Let $P(x,y)$ be the assertion $f(xf(x+y)+z)=f(z)+yf(x)+f(xf(x))$.
Note that $\boxed{f(x)=0}$ is a solution, else there is some $j$ with $f(j)\ne0$.
$P(0,0,0)\Rightarrow f(0)=0\Rightarrow j\ne0$
$P(j,-j,0)\Rightarrow f(jf(j))=jf(j)$
$P(j,0,x)\Rightarrow f(x+jf(j))=f(x)+jf(j)$
$P(x,y+jf(j),z)\Rightarrow f(xf(x+y)+jf(j)x+z)=f(z)+yf(x)+f(xf(x))+jf(j)f(x)$
Comparing this last line with $P(x,y)$ we get:
$$f(xf(x+y)+jf(j)x+z)=f(xf(x+y)+z)+jf(j)f(x)$$and setting $z=-xf(x+y)$ and $x=1$ this is $jf(j)(f(1)-1)=0$, so $f(1)=1$.

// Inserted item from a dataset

PR #174, opened 2020-03-01
Example doc fix + add/use default argument.

zoq:
There are some examples in the documentation that can't be copy/pasted, which is either because we didn't use the correct syntax or because some of the parameters are missing.


zoq:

$P(1,x-1,y)\Rightarrow f(f(x)+y)=x+f(y)$
Call this assertion $Q(x,y)$.
$Q(x,0)\Rightarrow f(f(x))=x$
$Q(f(x),y)\Rightarrow f(x+y)=f(x)+f(y)$
$P(x,0,y)\Rightarrow f(xf(x)+y)=f(xf(x))+f(y)$
$P(x,-x,0)\Rightarrow f(xf(x))=xf(x)$
Now $P(x,y)$ becomes:
\begin{align*} xf(x)+f(z)+f(xf(y))&=f(xf(x))+f(z)+f(xf(y))\\ &=f(xf(x)+xf(y)+z)\\ &=f(xf(x+y)+z)\\ &=f(z)+yf(x)+f(xf(x))\\ &=f(z)+yf(x)+xf(x) \end{align*}and so $f(xf(y))=yf(x)$. Taking $y\mapsto f(y)$ we have $f(xy)=f(x)f(y)$, well-known that the only additive and multiplicative functions are $\boxed{f(x)=x}$ and $\boxed{f(x)=-x}$ which both work.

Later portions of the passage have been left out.